AVAILABLE DATA:

——————————

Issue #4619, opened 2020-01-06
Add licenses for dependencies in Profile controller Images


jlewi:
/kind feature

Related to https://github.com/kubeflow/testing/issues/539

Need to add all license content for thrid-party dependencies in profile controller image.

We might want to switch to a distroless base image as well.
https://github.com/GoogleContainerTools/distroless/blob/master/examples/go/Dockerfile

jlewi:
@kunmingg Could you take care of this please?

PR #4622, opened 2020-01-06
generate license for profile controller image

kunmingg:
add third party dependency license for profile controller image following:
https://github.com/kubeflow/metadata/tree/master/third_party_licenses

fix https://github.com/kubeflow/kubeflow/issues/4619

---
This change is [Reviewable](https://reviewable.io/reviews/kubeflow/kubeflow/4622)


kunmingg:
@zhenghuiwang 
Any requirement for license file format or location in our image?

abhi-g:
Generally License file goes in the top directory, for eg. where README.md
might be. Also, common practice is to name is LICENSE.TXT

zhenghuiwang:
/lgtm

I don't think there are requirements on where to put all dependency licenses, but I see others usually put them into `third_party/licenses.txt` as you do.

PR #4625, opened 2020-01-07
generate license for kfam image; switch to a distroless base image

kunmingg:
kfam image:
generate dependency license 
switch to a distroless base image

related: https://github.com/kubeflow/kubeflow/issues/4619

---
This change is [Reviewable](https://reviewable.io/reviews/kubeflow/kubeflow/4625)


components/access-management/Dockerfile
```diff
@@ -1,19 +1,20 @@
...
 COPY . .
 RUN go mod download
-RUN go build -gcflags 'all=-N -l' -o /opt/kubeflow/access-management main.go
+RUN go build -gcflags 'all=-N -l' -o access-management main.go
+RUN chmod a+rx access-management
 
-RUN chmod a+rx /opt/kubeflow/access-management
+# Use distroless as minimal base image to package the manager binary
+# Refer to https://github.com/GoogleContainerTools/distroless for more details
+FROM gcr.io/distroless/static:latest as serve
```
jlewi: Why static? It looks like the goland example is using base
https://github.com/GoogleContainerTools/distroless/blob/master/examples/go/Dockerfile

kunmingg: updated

——————————

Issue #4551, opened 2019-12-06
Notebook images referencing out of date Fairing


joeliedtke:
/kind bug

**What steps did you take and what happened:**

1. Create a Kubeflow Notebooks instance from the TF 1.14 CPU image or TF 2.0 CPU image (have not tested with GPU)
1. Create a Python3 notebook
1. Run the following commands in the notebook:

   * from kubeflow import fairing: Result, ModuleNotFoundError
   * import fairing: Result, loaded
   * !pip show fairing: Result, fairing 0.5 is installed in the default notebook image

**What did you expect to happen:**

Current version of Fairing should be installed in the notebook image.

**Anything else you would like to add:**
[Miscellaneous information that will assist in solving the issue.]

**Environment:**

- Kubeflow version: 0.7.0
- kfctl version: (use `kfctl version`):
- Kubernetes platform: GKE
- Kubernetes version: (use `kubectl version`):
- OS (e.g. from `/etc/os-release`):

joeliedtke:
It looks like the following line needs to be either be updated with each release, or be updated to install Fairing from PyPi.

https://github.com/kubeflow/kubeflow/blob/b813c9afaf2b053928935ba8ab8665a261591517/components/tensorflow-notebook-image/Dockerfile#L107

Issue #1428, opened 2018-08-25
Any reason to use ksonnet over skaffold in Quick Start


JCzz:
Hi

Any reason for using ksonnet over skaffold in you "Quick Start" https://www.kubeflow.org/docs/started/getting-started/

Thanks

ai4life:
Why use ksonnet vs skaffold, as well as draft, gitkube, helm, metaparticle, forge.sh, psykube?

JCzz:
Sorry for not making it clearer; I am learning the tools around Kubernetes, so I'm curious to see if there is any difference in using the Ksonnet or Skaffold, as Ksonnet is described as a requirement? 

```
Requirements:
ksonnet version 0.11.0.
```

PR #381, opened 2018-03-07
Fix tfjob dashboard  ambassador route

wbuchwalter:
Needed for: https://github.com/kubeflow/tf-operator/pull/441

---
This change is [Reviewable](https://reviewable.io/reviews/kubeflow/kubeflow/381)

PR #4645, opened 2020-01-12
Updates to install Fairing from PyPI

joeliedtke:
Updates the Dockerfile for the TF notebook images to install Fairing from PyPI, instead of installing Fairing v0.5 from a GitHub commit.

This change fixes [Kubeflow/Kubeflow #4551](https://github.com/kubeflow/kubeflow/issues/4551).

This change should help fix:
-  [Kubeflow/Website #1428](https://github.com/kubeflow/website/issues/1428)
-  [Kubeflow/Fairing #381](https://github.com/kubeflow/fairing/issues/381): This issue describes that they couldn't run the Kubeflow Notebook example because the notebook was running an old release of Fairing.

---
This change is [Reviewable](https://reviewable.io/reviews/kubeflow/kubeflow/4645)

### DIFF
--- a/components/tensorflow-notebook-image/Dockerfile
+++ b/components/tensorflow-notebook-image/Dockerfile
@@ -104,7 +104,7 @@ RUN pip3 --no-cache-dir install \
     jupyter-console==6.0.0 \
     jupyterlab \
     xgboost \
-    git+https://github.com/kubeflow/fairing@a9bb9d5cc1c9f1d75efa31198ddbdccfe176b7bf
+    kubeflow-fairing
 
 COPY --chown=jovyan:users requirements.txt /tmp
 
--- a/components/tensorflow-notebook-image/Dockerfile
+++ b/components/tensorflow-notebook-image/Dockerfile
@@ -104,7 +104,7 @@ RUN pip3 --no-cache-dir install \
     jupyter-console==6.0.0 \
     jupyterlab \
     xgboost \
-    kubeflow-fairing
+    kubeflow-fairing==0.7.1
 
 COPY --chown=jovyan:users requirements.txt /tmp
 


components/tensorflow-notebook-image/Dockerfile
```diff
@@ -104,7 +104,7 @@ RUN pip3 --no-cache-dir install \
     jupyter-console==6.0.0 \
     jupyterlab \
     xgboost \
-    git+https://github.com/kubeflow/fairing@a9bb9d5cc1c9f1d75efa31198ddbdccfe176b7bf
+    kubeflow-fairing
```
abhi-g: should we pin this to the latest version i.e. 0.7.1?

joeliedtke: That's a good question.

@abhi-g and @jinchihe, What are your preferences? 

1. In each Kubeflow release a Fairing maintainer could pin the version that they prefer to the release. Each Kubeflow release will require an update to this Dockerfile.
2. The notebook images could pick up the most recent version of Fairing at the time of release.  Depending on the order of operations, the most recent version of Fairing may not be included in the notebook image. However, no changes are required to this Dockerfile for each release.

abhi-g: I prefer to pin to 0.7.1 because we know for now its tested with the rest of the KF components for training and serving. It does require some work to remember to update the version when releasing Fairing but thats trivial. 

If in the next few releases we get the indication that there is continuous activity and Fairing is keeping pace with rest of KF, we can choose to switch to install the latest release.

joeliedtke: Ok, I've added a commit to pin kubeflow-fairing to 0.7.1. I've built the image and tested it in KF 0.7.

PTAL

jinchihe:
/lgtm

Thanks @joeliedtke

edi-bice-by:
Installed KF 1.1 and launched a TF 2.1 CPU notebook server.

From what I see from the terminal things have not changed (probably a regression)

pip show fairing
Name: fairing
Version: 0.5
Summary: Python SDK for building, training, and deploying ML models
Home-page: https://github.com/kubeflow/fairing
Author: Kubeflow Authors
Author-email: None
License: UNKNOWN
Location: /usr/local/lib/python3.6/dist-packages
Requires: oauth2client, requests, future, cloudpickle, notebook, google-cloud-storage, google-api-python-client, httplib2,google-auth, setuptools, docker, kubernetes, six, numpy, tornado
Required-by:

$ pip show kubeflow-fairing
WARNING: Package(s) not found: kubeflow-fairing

——————————

TASK GOAL: Nothing but a number should be given: the tally of lines in the listing that contain "there".

SOLUTION TO THIS TASK: 3